PR #3508, opened 2021-01-22
Partially split up functions in optimize-instructions.wast

tlively:
FileCheck test cases are much more readable when their output assertions are
close to the corresponding input lines. #3503 introduced a script for updating
FileCheck assertions, but it only knows how to place input and output lines
together at the function boundary, so smaller functions will produce more
readable tests. optimize-instructions.wast has some very large functions that
include many test cases, so this PR breaks up some of those functions into
smaller functions to make the tests more readable. This PR only changes the
first quarter of the file, leaving further improvements as future work.

### DIFF
--- a/test/lit/passes/optimize-instructions.wast
+++ b/test/lit/passes/optimize-instructions.wast
@@ -4,37 +4,83 @@
 (module
   (memory 0)
   (type $0 (func (param i32 i64)))
-  ;; CHECK:      (func $f (param $i1 i32) (param $i2 i64)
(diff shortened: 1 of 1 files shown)


tlively:
I did delete a small hand full of test cases that seemed to be redundant with other test cases, but apart from that the only change here is to break up large functions into smaller functions.

kripken (approved):
Nice!

Was hard to see the actual diff here, but after some custom filtering I see that indeed the only removed testcases were indeed redundant.

Looks much better now!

- - -

▶ **Problem**
Here the output must be the lines above from the line with "FileCheck test cases" to the line with "Was hard to", both included, duplicated word for word and nothing else.

▶ **Task solution**
FileCheck test cases are much more readable when their output assertions are
close to the corresponding input lines. #3503 introduced a script for updating
FileCheck assertions, but it only knows how to place input and output lines
together at the function boundary, so smaller functions will produce more
readable tests. optimize-instructions.wast has some very large functions that
include many test cases, so this PR breaks up some of those functions into
smaller functions to make the tests more readable. This PR only changes the
first quarter of the file, leaving further improvements as future work.

### DIFF
--- a/test/lit/passes/optimize-instructions.wast
+++ b/test/lit/passes/optimize-instructions.wast
@@ -4,37 +4,83 @@
 (module
   (memory 0)
   (type $0 (func (param i32 i64)))
-  ;; CHECK:      (func $f (param $i1 i32) (param $i2 i64)
(diff shortened: 1 of 1 files shown)


tlively:
I did delete a small hand full of test cases that seemed to be redundant with other test cases, but apart from that the only change here is to break up large functions into smaller functions.

kripken (approved):
Nice!

Was hard to see the actual diff here, but after some custom filtering I see that indeed the only removed testcases were indeed redundant.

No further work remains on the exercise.